5. If a Multi-Reader Multi-Case (MRMC) Comparative Effectiveness Study Was Done, and the Effect Size

No, a multi-reader multi-case (MRMC) comparative effectiveness study was not done. The submission explicitly states: "Clinical studies were not deemed necessary since in vitro testing was sufficient to demonstrate safety and effectiveness by way of comparison to legally marketed predicate device." Therefore, there is no information about the effect size of human readers improving with or without AI assistance.

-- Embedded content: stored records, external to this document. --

Issue #216, opened 2014-05-14
Time series in pivot tables appear to be ordered by first letter of month - rather than by date


nickw-hailo:
When dropping a "week" time series to get weekly metrics into the re:dash pivot table, re:dash appears to order based on first letter of the month instead of date/time eg. April, February, January, March, May). The query orders by time correctly, however.

arikfr:
I don't we think should show ISO format in the UI, but rather just send it this way (or whatever format it needs) to the pivottable library.

matogertel:
Having the same issue, but with weekdays instead of months. I agree with arikfr on this, send it in ISO to the pivottable library, and maybe add a field to the UI to customize the formatting. (with some sensible default)

kimiyuki:
is it possible to apply redash_date_format for the pivot UI? I don't understand technical details for it, but it would be great to fix the issue.

olilogic77:
Just trying out pivot tables and seeing the same issue - Friday, Monday, Saturday, Sunday ....

![screen shot 2017-02-02 at 2 30 38 pm](https://cloud.githubusercontent.com/assets/5517304/22537206/351ce520-e954-11e6-9bdb-7f322beb066a.png)

dobesv:
I ran into this and tried using `DATE_FORMAT()` to change the format of the date - but redash parsed the date and converted it into that format and sorted everything wrong anyway.  I had to modify the date format to have a leading space to prevent it from being parsed and reformatted to the undesirable format starting with a week day.

dudanogueira:
Same here. even tried YYYYMM format and always unsorted. It would be nice to be possible, for datetime pivot dates, to allow group an drill down by week, month, quarter and years.

dudanogueira:
Obs: instalaled from the docker here: https://github.com/getredash/redash/blob/master/setup/docker-compose.yml

amirashakernady:
Same here.it would be better if it solved

PR #1666, opened 2017-03-10
Change: add support for filtered data in Pivot table visualization

deecay:
This PR changes how the `data` fed to pivottable visualization is prepared, and makes pivottable show filtered and formatted data just as you can see in Table visualization.

I have noticed that pivottable visualization:
* does not incorporate query/dashboard filter
* `::filter` annotation appears as part of pivottable attribute name and does not get removed
* date and datetime columns does not respect `REDASH_DATE_FORMAT`

This PR addresses all three points.

### DIFF
--- a/client/app/visualizations/pivot/index.js
+++ b/client/app/visualizations/pivot/index.js
@@ -21,7 +21,7 @@ function pivotTableRenderer() {
         if ($scope.queryResult.getData() !== null) {
           // We need to give the pivot table its own copy of the data, because it changes
           // it which interferes with other visualizations.
-          data = angular.copy($scope.queryResult.getRawData());
+          data = angular.copy($scope.queryResult.getData());
           const options = {
             renderers: $.pivotUtilities.renderers,
             onRefresh(config) {
--- a/client/app/visualizations/pivot/index.js
+++ b/client/app/visualizations/pivot/index.js
@@ -1,10 +1,9 @@
+import angular from 'angular';
 import $ from 'jquery';
 import 'pivottable';
 import 'pivottable/dist/pivot.css';
-import { formatValue } from '../table';
-import { getColumnCleanName } from '../../services/query-result';
 
-function pivotTableRenderer(clientConfig, $filter) {
+function pivotTableRenderer() {
   return {
     restrict: 'E',
     scope: {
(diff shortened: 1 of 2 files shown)


client/app/visualizations/pivot/index.js
```diff
@@ -21,7 +22,19 @@ function pivotTableRenderer() {
...
           // it which interferes with other visualizations.
-          data = angular.copy($scope.queryResult.getRawData());
+          data = [];
+          const columns = $scope.queryResult.getColumns();
+          const rows = $scope.queryResult.getData();
+          rows.forEach((row) => {
+            const rowObj = {};
+            columns.forEach((col) => {
+              const colName = getColumnCleanName(col.name);
+              const value = formatValue($filter, clientConfig, row[col.name], col.type);
```
arikfr: Two things that come to mind here:

1. Are we sure that converting numbers into strings will behave properly with PivotTable?
2. For dates, shouldn't we use some standard like (YYYY-MM-DD) regardless of configuration to solve #216?

deecay: - Comment 2

  I am thinking of adding a Sorting option to pivottable editor. Because passing a sort-friendly format will work for numerical dates, but it doesn't help for Monday/Tuesday/..., Mon/Tue/..., January/February/..., Jan/Feb/..., etc.
 If we pass `REDAH_DATE_FORMAT` to pivot, the problem below will go away because the dates won't be in ISO format,



and letting people define custom sorters will take care of the first comment of #216.

- Comment 1
I have to look into it a bit more for part 1 of your comment.

arikfr: They have a way to pass a sort function?

Anyway, how about we change this pull request to only handle the filters part and leave the formatting to another pull request?

deecay: Yes they do. Example is [here](http://nicolas.kruchten.com/pivottable/examples/mps_agg.html).
I have to come up with how to let people define it in pivottable editor, but currently have no idea.

I'm perfectly fine with dividing this PR into two, and making this only about the filters.
I assume what you mean is just replacing `.getRawData()` to `.getData()`?

deecay:
This PR has been changed and now it is about fixing pivottable of filtered data.

Formatting part will be addressed in a separate PR.

client/app/visualizations/pivot/index.js
arikfr: > I have to come up with how to let people define it in pivottable editor, but currently have no idea.

The user shouldn't have to define them. We should have default ones for the types we have (dates, numbers, etc - where needed).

6. If a Standalone (Algorithm Only Without Human-in-the-Loop Performance) Was Done

This question is not applicable as the device is a physical medical catheter, not an algorithm or AI system. Therefore, standalone algorithm performance is irrelevant.

7. The Type of Ground Truth Used

The "ground truth" for this device was established based on:

• Engineering Specifications and Performance Metrics: Acceptable force, flow rates, pressure resistance, burst strength, and life cycle durability as defined by engineering principles and industry standards (e.g., ability to withstand 300 psi at 5 ml/sec).
• Biocompatibility Standards: Compliance with ISO 10993 for permanent contact devices.
• Predicate Device Performance: Implicitly, the performance of the legally marketed predicate devices serves as a benchmark for what constitutes an acceptable "safe and effective" device.

8. The Sample Size for the Training Set

This is not applicable. As a physical medical device, there is no "training set" in the context of machine learning or AI. The design and manufacturing processes are refined through engineering, materials science, and physical prototypes, not statistical training on data sets.

9. How the Ground Truth for the Training Set Was Established

This is not applicable for the reasons stated in point 8.